In a further embodiment the catheter 2 exhibits a longitudinal through- channel 9 predisposed for insertion of an external guide wire 21. The use of an external guide wire can be necessary in cases where the blood vessel is particularly bendy and full of obstacles, should the presence of the guide portion 2a of the catheter 2 not be sufficient to guarantee correct movement of the device. The device of the present invention offers important advantages. Firstly, the introduction and positioning of the stent are done in a single manoeuvre. The device comprises all of the necessary elements: the guide portion for facilitating the advancing of the device internally of the vessel, the predilating balloon for facilitating passage of the sheath through the stenosis, the dilating balloon for radially widening the stent up until the original section of the blood vessel is achieved. The device thus limits risks of embolisms due to the various manoeuvres of introduction and extraction which are necessary with devices of known type, and further enables an increase in rapidity of the operation. The extreme rapidity of the operation further enables the use of a technique which further limits the risk of embolisms. This technique consists in completely blocking the blood flow upstream and downstream of the stenosis, isolating the parts of the vessel where the stent graft is to be positioned, and aspirating any eventual thrombi and embolisms. This technique is the one which limits best of all the risk of embolisms and is not practicable if the operation time is excessive, as is the case when the stent graft is done using devices of known type.

Claims

Claims.

1). A device for introducing and positioning a stent in a blood vessel, wherein it comprises: a catheter (2) having a longitudinal axis (x); at least an inflatable dilating balloon (3), coaxial and solidly constrained to the catheter

(2); a pusher element (5), solidly constrained to the catheter (2) and projecting transversally from the catheter (2); a sheath (6) in which the catheter (2) is slidably insertable at least for a part of a length thereof.

2). The device of claim 1, wherein it comprises an inflatable predilating balloon (7), which is coaxial and solidly constrained to the catheter (2).

3). The device of claim 2, wherein in an inflated configuration both balloons exhibit a tubular cylindrical shape and are coaxial to the catheter (2), the predilating balloon (7) having a smaller diameter than the dilating balloon (3).

4). The device of any one of the preceding claims, wherein the catheter (2) exhibits at least a guide portion (2a) arranged at an end of the catheter (2).

5). The device of claim 1, wherein the dilating balloon (3) is arranged in proximity of the guide portion (2a).

6). The device of claim 2, wherein the predilating balloon (7) is arranged in proximity of the guide portion (2a).

7). The device of any one of the preceding claims, wherein the catheter (2) exhibits a longitudinal through-channel (9).

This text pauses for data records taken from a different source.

Issue #3325, opened 2023-04-27
Add custom asset copy tweak


mr-michael:
Let's change to:

✅ **Asset already added.**
If you're not seeing it, that means your balance is 0. Have a positive balance but still not seeing it? Make sure you've disabled the "Hide asset balances under $2" options from Settings and check the Wallet tab again.

<img width="375" alt="Screen Shot 2023-04-26 at 8 52 24 PM" src="https://user-images.githubusercontent.com/7005061/234739006-1ba7ddbd-e02c-449c-9381-b897056c18e7.png">

hyphenized:
<img width="377" alt="image" src="https://user-images.githubusercontent.com/28708889/234751207-5acbaa74-8ca1-4796-b29e-dacd9dca0b5a.png">

I feel that the previous message conveyed this information better, although the copy was still wrong for the related setting. Note that the asset might not have been added, but already exists because it's part of a token list.

<img width="377" alt="image" src="https://user-images.githubusercontent.com/28708889/234760305-9a27fdbe-2431-4456-8a00-c71f059b6d49.png">

jagodarybacka:
Yeah I think that message is too long, can we maybe split it into paragraphs or add a tooltip or Notion page about it? 
cc @VladUXUI

VladUXUI:
Users are trying to add an asset that already exists, this can be for 1 of two reasons:
1 - They have 0 balance so they don't see it 
2 - They only have dust, need to toggle off "hide assets"

I feel like the previous version had a bit better context. The "title" reinforced the state of the asset and the body text provided a fix for the edgecases.

@mr-michael can you go provide a bit more context as to why you would like to change?

Shadowfiend:
Is there a reason we wouldn't make this reactive to what we know? That is, tell them that they should see it/they can't see it because we know the balance is below $2 and they need to drop it/tell them they can't see it because balance is 0?

Additionally, it feels like we should forcibly display all assets the user has added explicitly. I'm sure that conversation already happened and I'm a little late to it but--did we explicitly decide not to do that, or did we avoid it for technical reasons?

VladUXUI:
> @VladUXUI Are there any UX concerns over making this reactive?
> 
Nope, having them be more specific should be awesome

kkosiorowska:
> > @VladUXUI Are there any UX concerns over making this reactive?
> 
> Nope, having them be more specific should be awesome

[...]

PR #3478, opened 2023-06-14
Make specific warnings for adding custom asset

kkosiorowska:
Closes https://github.com/tahowallet/extension/issues/3325

## What

We should display more detailed warnings to the user when adding assets. Users are trying to add an asset that already exists, this can be for 1 of 3 reasons:

1 - They have 0 balance so they don't see it
2 - They only have dust, need to toggle off "hide assets"
3 - Asset is already on the list but they didn't notice it.

## UI
Before
Screenshot 2023-06-14 at 10 17 46

After
Screenshot 2023-06-16 at 10 32 13
Screenshot 2023-06-16 at 10 32 51
Screenshot 2023-06-16 at 10 31 58
Screenshot 2023-06-16 at 10 31 36

## Testing
Check that the messages are displayed correctly:
- [ ] Try adding an asset whose balance is greater than $2
- [ ] Try adding an asset whose balance is smaller than $2 when `Hide asset balances under $2` is on
- [ ] try adding an asset whose balance is smaller than $2 when `Hide asset balances under $2` is off
- [ ] Try adding an asset with a balance of 0. (Add the token and then try to do it again)
   - Address: `0x841fad6eae12c286d1fd18d1d525dffa75c7effe`
   - Token:`0x841fad6eae12c286d1fd18d1d525dffa75c7effe` 
   -  Network: Fantom network

Latest build: [extension-builds-3478](https://github.com/tahowallet/extension/suites/13651616650/artifacts/753745497) (as of Fri, 16 Jun 2023 08:37:14 GMT).


ui/_locales/en/messages.json
```diff
@@ -550,8 +550,12 @@
       "asset.label.balance": "Balance",
       "asset.label.symbol": "Name",
       "networkSelect.title": "Select Network",
-      "warning.alreadyExists.title": "Asset already exists, you will see it once your balance is over 0",
-      "warning.alreadyExists.desc": "If you still have issues seeing an asset, turn off “Hide asset balances under 2$” from Settings",
+      "warning.alreadyExists.title": "Asset already exists",
+      "warning.alreadyExists.desc": {
+        "dust": "Your balance is bellow $2, you will see it once your turn off “Hide asset balances under 2$” in Settings",
```
Shadowfiend, line 555:
```suggestion
        "dust": "Your balance is below $2. You will see it once you turn off “Hide asset balances under 2$” in Settings.",
```

Also can we interpolate both $2 (see below) and `Hide asset balances under 2$` (so that if we change the phrasing in Settings it can be updated immediately in this message as well)?

ui/_locales/en/messages.json
```diff
@@ -550,8 +550,12 @@
...
+        "noBalance": "Your balance is 0, you will see it once your balance is over $2",
```
Shadowfiend, line 556:
```suggestion
        "noBalance": "Your balance is 0, you will see it once your balance is over $2.",
```

Let's also interpolate that $2 if possible, so we're set up to make this threshold configurable in the future (more or less necessary if we ever make the user's currency configurable). I'm fine with the interpolation being a constant "$2" in the component, to be clear, just want it to be interpolated so we're not having to revise i18n keys later.

ui/_locales/en/messages.json
```diff
@@ -550,8 +550,12 @@
...
+        "visibility": "You should see in it in your asset list"
+      },
       "warning.dust.title": "Asset balance is under <$2, you wil see it once your balance is over $2",
```
Shadowfiend, line 559: Is this still being used?

Shadowfiend (commented):
Some quick notes on the messages, haven't tested or actually looked beyond that messages file yet. Love this change though 🙌

ui/_locales/en/messages.json
kkosiorowska: Yes because this message is displayed when the asset does not exist. 

Screenshot 2023-06-15 at 17 10 35

ui/_locales/en/messages.json
```diff
@@ -552,11 +552,11 @@
...
       "warning.alreadyExists.desc": {
-        "dust": "Your balance is bellow $2, you will see it once your turn off “Hide asset balances under 2$” in Settings",
-        "noBalance": "Your balance is 0, you will see it once your balance is over $2",
-        "visibility": "You should see in it in your asset list"
+        "dust": "Your balance is below {{sign}}{{amount}}. You will see it once you turn off “{{settings}}” in Settings.",
+        "noBalance": "Your balance is 0, you will see it once your balance is over {{sign}}{{amount}}.",
+        "visibility": "You should see in it in your asset list."
       },
-      "warning.dust.title": "Asset balance is under <$2, you wil see it once your balance is over $2",
+      "warning.dust.title": "Asset balance is under <{{sign}}{{amount}}, you wil see it once your balance is over {{sign}}{{amount}}",
```
Shadowfiend, line 559: Well while we're in here… Can we change this to either `under {{sign}}{{amount}}` or `<{{sign}}{{amount}}`? Probably should be `under` and the `dust` key a few lines above should be the `under` as well.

8). The device of claim 1, wherein it comprises first means for inflating the dilating balloon (3) which first means comprise at least a first channel (4), afforded internally of the catheter (2) which at an end thereof is in communication with an inside of the dilator balloon (3), and at another end thereof is associable to a source of pressurised fluid. 9). The device of claim 2, wherein it comprises second means for inflating the predilating balloon (7) which means for inflating comprise at least a second channel (8), afforded internally of the catheter (2), which at an end thereof is in communication with an inside of the predilating balloon (7) and at another end thereof is associable to a source of pressurised fluid. 10). The device of claim 8 or 9, wherein the first channel (4) and the second channel (8) constitute a single channel for inflating the dilating balloon (3) and the predilating balloon (7), the single channel being provided with a first opening in communication with an inside of the dilating balloon (3), a second opening in communication with an inside of the predilating balloon (7) and an end with which it is associable to a source of pressured fluid. 11). The device of claim 1, wherein the sheath (6) is constituted by a cylindrical tubular element predisposed to contain internally thereof at least a portion of the catheter (2) and a stent (20) arranged coaxially of the catheter (2).